PR #4454, opened 2025-05-27
[SR] Remove configuration from start() method

markushi:
## :scroll: Description

As we anyway have `onConfigurationChanged` now. This removes the need for odd constructs like this one

```Kotlin
captureStrategy?.let { capture ->
    if (capture.currentReplayId == SentryId.EMPTY_ID) {
        capture.start(recorderConfig)
    } else {
        capture.onConfigurationChanged(recorderConfig)
    }
}
```

#skip-changelog

## :pencil: Checklist

### DIFF
--- a/sentry-android-replay/src/main/java/io/sentry/android/replay/WindowRecorder.kt
+++ b/sentry-android-replay/src/main/java/io/sentry/android/replay/WindowRecorder.kt
@@ -96,13 +96,13 @@ internal class WindowRecorder(
         isRecording.getAndSet(true)
     }
 
-    override fun onConfigurationChanged(recorderConfig: ScreenshotRecorderConfig) {
+    override fun onConfigurationChanged(config: ScreenshotRecorderConfig) {
         if (!isRecording.get()) {
             return
         }
 
         recorder = ScreenshotRecorder(
-            recorderConfig,
+            config,
             options,
             mainLooperHandler,
             replayExecutor,
@@ -119,7 +119,7 @@ internal class WindowRecorder(
             options,
             "$TAG.capture",
             100L, // delay the first run by a bit, to allow root view listener to register
-            1000L / recorderConfig.frameRate,
+            1000L / config.frameRate,
             MILLISECONDS
         ) {
             recorder?.capture()
--- a/sentry-android-replay/src/main/java/io/sentry/android/replay/WindowRecorder.kt
+++ b/sentry-android-replay/src/main/java/io/sentry/android/replay/WindowRecorder.kt
@@ -92,8 +92,12 @@ internal class WindowRecorder(
         }
     }
 
-    override fun start(recorderConfig: ScreenshotRecorderConfig) {
-        if (isRecording.getAndSet(true)) {
+    override fun start() {
+        isRecording.getAndSet(true)
+    }
+
+    override fun onConfigurationChanged(recorderConfig: ScreenshotRecorderConfig) {
+        if (!isRecording.get()) {
             return
         }
 
--- a/sentry-android-replay/src/main/java/io/sentry/android/replay/capture/BaseCaptureStrategy.kt
+++ b/sentry-android-replay/src/main/java/io/sentry/android/replay/capture/BaseCaptureStrategy.kt
@@ -61,7 +61,7 @@ internal abstract class BaseCaptureStrategy(
 
     protected val isTerminating = AtomicBoolean(false)
     protected var cache: ReplayCache? = null
-    protected var recorderConfig: ScreenshotRecorderConfig by persistableAtomic { _, _, newValue ->
+    protected var recorderConfig: ScreenshotRecorderConfig? by persistableAtomic { _, _, newValue ->
         if (newValue == null) {
             // recorderConfig is only nullable on init, but never after
             return@persistableAtomic
@@ -85,7 +85,6 @@ internal abstract class BaseCaptureStrategy(
     protected val currentEvents: Deque<RRWebEvent> = ConcurrentLinkedDeque()
 
     override fun start(
-        recorderConfig: ScreenshotRecorderConfig,
         segmentId: Int,
         replayId: SentryId,
         replayType: ReplayType?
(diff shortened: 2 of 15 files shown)


sentry-android-replay/src/main/java/io/sentry/android/replay/WindowRecorder.kt
```diff
@@ -92,8 +92,12 @@ internal class WindowRecorder(
...
     }
 
-    override fun start(recorderConfig: ScreenshotRecorderConfig) {
-        if (isRecording.getAndSet(true)) {
+    override fun start() {
+        isRecording.getAndSet(true)
+    }
+
+    override fun onConfigurationChanged(recorderConfig: ScreenshotRecorderConfig) {
+        if (!isRecording.get()) {
```
romtsn, line 100: I don't think this is going to work for orientation change, because we call `recorder.stop()` which sets this to `false`, so we'll not restart the recording.

sentry-android-replay/src/main/java/io/sentry/android/replay/capture/SessionCaptureStrategy.kt
```diff
@@ -140,17 +141,26 @@ internal class SessionCaptureStrategy(
...
+                        currentSegmentTimestamp,
+                        replayId,
+                        segmentId,
+                        config.recordingHeight,
+                        config.recordingWidth,
+                        config.frameRate,
+                        config.bitRate
+                    )
+                onSegmentCreated(segment)
+            }
```
romtsn: can we add a log maybe saying that recorderConfig isn't available that's why we're not capturing? Would help us investigate issues.

sentry-android-replay/src/main/java/io/sentry/android/replay/capture/BufferCaptureStrategy.kt
```diff
@@ -189,24 +189,33 @@ internal class BufferCaptureStrategy(
...
+                        currentSegmentTimestamp,
+                        replayId,
+                        segmentId,
+                        config.recordingHeight,
+                        config.recordingWidth,
+                        config.frameRate,
+                        config.bitRate
+                    )
+                onSegmentCreated(segment)
+            }
```
romtsn: same here with the log

sentry-android-replay/src/main/java/io/sentry/android/replay/capture/SessionCaptureStrategy.kt
```diff
@@ -98,20 +95,24 @@ internal class SessionCaptureStrategy(
...
-                        currentSegment,
-                        height,
-                        width
-                    )
-                if (segment is ReplaySegment.Created) {
-                    segment.capture(scopes)
-                    currentSegment++
-                    // set next segment timestamp as close to the previous one as possible to avoid gaps
-                    segmentTimestamp = segment.replay.timestamp
+                recorderConfig?.let { config ->
```
romtsn: can we capture values of the recorderConfig on the main thread (basically before replayExecutor.submit) and then pass them to the runnable? 

I'm thinking of a case where recorderConfig changes (e.g. orientation change), and we'd be trying to capture a segment with the new values already, however the screenshots would be still from before orientation change

sentry/src/main/java/io/sentry/SentryReplayOptions.java
```diff
@@ -119,10 +119,13 @@ public enum SentryReplayQuality {
...
   /**
-   * Whether to track orientation changes in session replay. Used in Flutter as it has its own
-   * callbacks to determine the orientation change.
+   * Whether to track the screen configuration (e.g. window size, orientation, etc.) automatically.
+   * A valid configuration is required to capture a session replay. If set to false,
+   * ReplayIntegration.onConfigurationChanged() must be called manually to update the configuration.
+   *
+   * <p>Defaults to true.
    */
-  private boolean trackOrientationChange = true;
```
markushi, line 125: Happy to keep the old option as well, not sure how eager we are to break this 😅

sentry-android-replay/src/main/java/io/sentry/android/replay/capture/BaseCaptureStrategy.kt
```diff
@@ -61,7 +61,7 @@ internal abstract class BaseCaptureStrategy(
 
     protected val isTerminating = AtomicBoolean(false)
     protected var cache: ReplayCache? = null
-    protected var recorderConfig: ScreenshotRecorderConfig by persistableAtomic { _, _, newValue ->
+    protected var recorderConfig: ScreenshotRecorderConfig? by persistableAtomic { _, _, newValue ->
```
romtsn:
```suggestion
    protected var recorderConfig by persistableAtomicNullable<ScreenshotRecorderConfig> { _, _, newValue ->
```
I guess it should be like this

sentry-android-replay/src/test/java/io/sentry/android/replay/ReplayIntegrationWithRecorderTest.kt
```diff
@@ -123,12 +125,22 @@ class ReplayIntegrationWithRecorderTest {
             }
         }
 
-        replay = fixture.getSut(context, recorder, recorderConfig, dateProvider)
+        replay = fixture.getSut(context, recorder, dateProvider)
         replay.register(fixture.scopes, fixture.options)
 
         assertEquals(INITALIZED, recorder.state)
 
+        // have to access 'replayCacheDir' after calling replay.start(), BUT can already be accessed
```
romtsn, line 135: hm, so this comment is not relevant anymore?

romtsn: I think replay dir will still be `replay_0000` at this point because no replayId was generated yet?

sentry/src/main/java/io/sentry/SentryReplayOptions.java
romtsn: I think it's fine to change it since you already made the changes to Flutter (and it was the only user of this flag)

sentry-android-replay/src/test/java/io/sentry/android/replay/ReplayIntegrationWithRecorderTest.kt
markushi: Ah true, let me change it back to the original order then

romtsn (approved):
LGTM!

--------------------------------

### Exercise directions
Could you return the complete listing, word for word?

### Answer
PR #4454, opened 2025-05-27
[SR] Remove configuration from start() method

markushi:
## :scroll: Description

As we anyway have `onConfigurationChanged` now. This removes the need for odd constructs like this one

```Kotlin
captureStrategy?.let { capture ->
    if (capture.currentReplayId == SentryId.EMPTY_ID) {
        capture.start(recorderConfig)
    } else {
        capture.onConfigurationChanged(recorderConfig)
    }
}
```

#skip-changelog

## :pencil: Checklist

### DIFF
--- a/sentry-android-replay/src/main/java/io/sentry/android/replay/WindowRecorder.kt
+++ b/sentry-android-replay/src/main/java/io/sentry/android/replay/WindowRecorder.kt
@@ -96,13 +96,13 @@ internal class WindowRecorder(
         isRecording.getAndSet(true)
     }
 
-    override fun onConfigurationChanged(recorderConfig: ScreenshotRecorderConfig) {
+    override fun onConfigurationChanged(config: ScreenshotRecorderConfig) {
         if (!isRecording.get()) {
             return
         }
 
         recorder = ScreenshotRecorder(
-            recorderConfig,
+            config,
             options,
             mainLooperHandler,
             replayExecutor,
@@ -119,7 +119,7 @@ internal class WindowRecorder(
             options,
             "$TAG.capture",
             100L, // delay the first run by a bit, to allow root view listener to register
-            1000L / recorderConfig.frameRate,
+            1000L / config.frameRate,
             MILLISECONDS
         ) {
             recorder?.capture()
--- a/sentry-android-replay/src/main/java/io/sentry/android/replay/WindowRecorder.kt
+++ b/sentry-android-replay/src/main/java/io/sentry/android/replay/WindowRecorder.kt
@@ -92,8 +92,12 @@ internal class WindowRecorder(
         }
     }
 
-    override fun start(recorderConfig: ScreenshotRecorderConfig) {
-        if (isRecording.getAndSet(true)) {
+    override fun start() {
+        isRecording.getAndSet(true)
+    }
+
+    override fun onConfigurationChanged(recorderConfig: ScreenshotRecorderConfig) {
+        if (!isRecording.get()) {
             return
         }
 
--- a/sentry-android-replay/src/main/java/io/sentry/android/replay/capture/BaseCaptureStrategy.kt
+++ b/sentry-android-replay/src/main/java/io/sentry/android/replay/capture/BaseCaptureStrategy.kt
@@ -61,7 +61,7 @@ internal abstract class BaseCaptureStrategy(
 
     protected val isTerminating = AtomicBoolean(false)
     protected var cache: ReplayCache? = null
-    protected var recorderConfig: ScreenshotRecorderConfig by persistableAtomic { _, _, newValue ->
+    protected var recorderConfig: ScreenshotRecorderConfig? by persistableAtomic { _, _, newValue ->
         if (newValue == null) {
             // recorderConfig is only nullable on init, but never after
             return@persistableAtomic
@@ -85,7 +85,6 @@ internal abstract class BaseCaptureStrategy(
     protected val currentEvents: Deque<RRWebEvent> = ConcurrentLinkedDeque()
 
     override fun start(
-        recorderConfig: ScreenshotRecorderConfig,
         segmentId: Int,
         replayId: SentryId,
         replayType: ReplayType?
(diff shortened: 2 of 15 files shown)


sentry-android-replay/src/main/java/io/sentry/android/replay/WindowRecorder.kt
```diff
@@ -92,8 +92,12 @@ internal class WindowRecorder(
...
     }
 
-    override fun start(recorderConfig: ScreenshotRecorderConfig) {
-        if (isRecording.getAndSet(true)) {
+    override fun start() {
+        isRecording.getAndSet(true)
+    }
+
+    override fun onConfigurationChanged(recorderConfig: ScreenshotRecorderConfig) {
+        if (!isRecording.get()) {
```
romtsn, line 100: I don't think this is going to work for orientation change, because we call `recorder.stop()` which sets this to `false`, so we'll not restart the recording.

sentry-android-replay/src/main/java/io/sentry/android/replay/capture/SessionCaptureStrategy.kt
```diff
@@ -140,17 +141,26 @@ internal class SessionCaptureStrategy(
...
+                        currentSegmentTimestamp,
+                        replayId,
+                        segmentId,
+                        config.recordingHeight,
+                        config.recordingWidth,
+                        config.frameRate,
+                        config.bitRate
+                    )
+                onSegmentCreated(segment)
+            }
```
romtsn: can we add a log maybe saying that recorderConfig isn't available that's why we're not capturing? Would help us investigate issues.

sentry-android-replay/src/main/java/io/sentry/android/replay/capture/BufferCaptureStrategy.kt
```diff
@@ -189,24 +189,33 @@ internal class BufferCaptureStrategy(
...
+                        currentSegmentTimestamp,
+                        replayId,
+                        segmentId,
+                        config.recordingHeight,
+                        config.recordingWidth,
+                        config.frameRate,
+                        config.bitRate
+                    )
+                onSegmentCreated(segment)
+            }
```
romtsn: same here with the log

sentry-android-replay/src/main/java/io/sentry/android/replay/capture/SessionCaptureStrategy.kt
```diff
@@ -98,20 +95,24 @@ internal class SessionCaptureStrategy(
...
-                        currentSegment,
-                        height,
-                        width
-                    )
-                if (segment is ReplaySegment.Created) {
-                    segment.capture(scopes)
-                    currentSegment++
-                    // set next segment timestamp as close to the previous one as possible to avoid gaps
-                    segmentTimestamp = segment.replay.timestamp
+                recorderConfig?.let { config ->
```
romtsn: can we capture values of the recorderConfig on the main thread (basically before replayExecutor.submit) and then pass them to the runnable? 

I'm thinking of a case where recorderConfig changes (e.g. orientation change), and we'd be trying to capture a segment with the new values already, however the screenshots would be still from before orientation change

sentry/src/main/java/io/sentry/SentryReplayOptions.java
```diff
@@ -119,10 +119,13 @@ public enum SentryReplayQuality {
...
   /**
-   * Whether to track orientation changes in session replay. Used in Flutter as it has its own
-   * callbacks to determine the orientation change.
+   * Whether to track the screen configuration (e.g. window size, orientation, etc.) automatically.
+   * A valid configuration is required to capture a session replay. If set to false,
+   * ReplayIntegration.onConfigurationChanged() must be called manually to update the configuration.
+   *
+   * <p>Defaults to true.
    */
-  private boolean trackOrientationChange = true;
```
markushi, line 125: Happy to keep the old option as well, not sure how eager we are to break this 😅

sentry-android-replay/src/main/java/io/sentry/android/replay/capture/BaseCaptureStrategy.kt
```diff
@@ -61,7 +61,7 @@ internal abstract class BaseCaptureStrategy(
 
     protected val isTerminating = AtomicBoolean(false)
     protected var cache: ReplayCache? = null
-    protected var recorderConfig: ScreenshotRecorderConfig by persistableAtomic { _, _, newValue ->
+    protected var recorderConfig: ScreenshotRecorderConfig? by persistableAtomic { _, _, newValue ->
```
romtsn:
```suggestion
    protected var recorderConfig by persistableAtomicNullable<ScreenshotRecorderConfig> { _, _, newValue ->
```
I guess it should be like this

sentry-android-replay/src/test/java/io/sentry/android/replay/ReplayIntegrationWithRecorderTest.kt
```diff
@@ -123,12 +125,22 @@ class ReplayIntegrationWithRecorderTest {
             }
         }
 
-        replay = fixture.getSut(context, recorder, recorderConfig, dateProvider)
+        replay = fixture.getSut(context, recorder, dateProvider)
         replay.register(fixture.scopes, fixture.options)
 
         assertEquals(INITALIZED, recorder.state)
 
+        // have to access 'replayCacheDir' after calling replay.start(), BUT can already be accessed
```
romtsn, line 135: hm, so this comment is not relevant anymore?

romtsn: I think replay dir will still be `replay_0000` at this point because no replayId was generated yet?

sentry/src/main/java/io/sentry/SentryReplayOptions.java
romtsn: I think it's fine to change it since you already made the changes to Flutter (and it was the only user of this flag)

sentry-android-replay/src/test/java/io/sentry/android/replay/ReplayIntegrationWithRecorderTest.kt
markushi: Ah true, let me change it back to the original order then

romtsn (approved):
LGTM!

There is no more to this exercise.